- BRIEF -
Restate the listing below with no word altered.

EXERCISE MATERIALS section start

PR #3779, opened 2019-05-05
BatchingSqlJournal now preserves Sender in PersistCallback

ismaelhamed:
Currently, you have to capture Sender before calling Persist() when you use the BatchingSqlJournal, otherwise you end up with the wrong Sender in the PersistCallback.

### DIFF
--- a/src/contrib/persistence/Akka.Persistence.Sql.Common/Journal/BatchingSqlJournal.cs
+++ b/src/contrib/persistence/Akka.Persistence.Sql.Common/Journal/BatchingSqlJournal.cs
@@ -112,7 +112,7 @@ namespace Akka.Persistence.Sql.Common.Journal
         /// Maximum number of failures that can happen before the circuit opens.
         /// </summary>
         public int MaxFailures { get; }
-        
+
         /// <summary>
         /// Maximum time available for operation to execute before 
         /// <see cref="CircuitBreaker"/> considers it a failure.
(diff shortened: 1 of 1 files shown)


ismaelhamed:
@Horusiath mind validating this, or suggesting and alternative solutions?

StephSanchez:
OK
Le dim. 5 mai 2019 à 15:29, Ismael Hamed <notifications@github.com> a
écrit :

src/contrib/persistence/Akka.Persistence.Sql.Common/Akka.Persistence.Sql.Common.csproj
```diff
@@ -10,6 +10,10 @@
     <NetStandardImplicitPackageVersion Condition=" '$(TargetFramework)' == 'netstandard1.6' ">1.6.1</NetStandardImplicitPackageVersion>
   </PropertyGroup>
 
+  <ItemGroup>
+    <PackageReference Include="System.ValueTuple" Version="4.5.0" />
```
Horusiath: While I'd like to move to value tuples, I think this is a change to be done directly on Akka core package ;)

ismaelhamed: Makes sense

Aaronontheweb:
You good with the updates @Horusiath ?

PR #3785, opened 2019-05-15
Fix repeatable failure of a "Tail_chopping_group_router" test case

heatonmatthew:
I've found that the Tail_chopping_group_router_must_throw_exception_if_no_result_will_arrive_within_the_given_time test case in the Akka.Tests project consistently fails.

While I may be missing something, I think that the reason is because the timeout of an Ask operation throws an AskTimeoutException rather than TaskCanceledException. The latter is only for when the request is explicitly cancelled using the token.

Adding the extra catch clause fixes that test.

### DIFF
--- a/src/core/Akka/Routing/TailChopping.cs
+++ b/src/core/Akka/Routing/TailChopping.cs
@@ -122,7 +122,14 @@ namespace Akka.Routing
                     try
                     {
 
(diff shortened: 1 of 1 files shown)


heatonmatthew:
These changes have been rolled into #3790. Will close this in favour of that one.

EXERCISE MATERIALS section end

- RESPONSE FOR THIS EXERCISE -
PR #3779, opened 2019-05-05
BatchingSqlJournal now preserves Sender in PersistCallback

ismaelhamed:
Currently, you have to capture Sender before calling Persist() when you use the BatchingSqlJournal, otherwise you end up with the wrong Sender in the PersistCallback.

### DIFF
--- a/src/contrib/persistence/Akka.Persistence.Sql.Common/Journal/BatchingSqlJournal.cs
+++ b/src/contrib/persistence/Akka.Persistence.Sql.Common/Journal/BatchingSqlJournal.cs
@@ -112,7 +112,7 @@ namespace Akka.Persistence.Sql.Common.Journal
         /// Maximum number of failures that can happen before the circuit opens.
         /// </summary>
         public int MaxFailures { get; }
-        
+
         /// <summary>
         /// Maximum time available for operation to execute before 
         /// <see cref="CircuitBreaker"/> considers it a failure.
(diff shortened: 1 of 1 files shown)


ismaelhamed:
@Horusiath mind validating this, or suggesting and alternative solutions?

StephSanchez:
OK
Le dim. 5 mai 2019 à 15:29, Ismael Hamed <notifications@github.com> a
écrit :

src/contrib/persistence/Akka.Persistence.Sql.Common/Akka.Persistence.Sql.Common.csproj
```diff
@@ -10,6 +10,10 @@
     <NetStandardImplicitPackageVersion Condition=" '$(TargetFramework)' == 'netstandard1.6' ">1.6.1</NetStandardImplicitPackageVersion>
   </PropertyGroup>
 
+  <ItemGroup>
+    <PackageReference Include="System.ValueTuple" Version="4.5.0" />
```
Horusiath: While I'd like to move to value tuples, I think this is a change to be done directly on Akka core package ;)

ismaelhamed: Makes sense

Aaronontheweb:
You good with the updates @Horusiath ?

PR #3785, opened 2019-05-15
Fix repeatable failure of a "Tail_chopping_group_router" test case

heatonmatthew:
I've found that the Tail_chopping_group_router_must_throw_exception_if_no_result_will_arrive_within_the_given_time test case in the Akka.Tests project consistently fails.

While I may be missing something, I think that the reason is because the timeout of an Ask operation throws an AskTimeoutException rather than TaskCanceledException. The latter is only for when the request is explicitly cancelled using the token.

Adding the extra catch clause fixes that test.

### DIFF
--- a/src/core/Akka/Routing/TailChopping.cs
+++ b/src/core/Akka/Routing/TailChopping.cs
@@ -122,7 +122,14 @@ namespace Akka.Routing
                     try
                     {
 
(diff shortened: 1 of 1 files shown)


heatonmatthew:
These changes have been rolled into #3790. Will close this in favour of that one.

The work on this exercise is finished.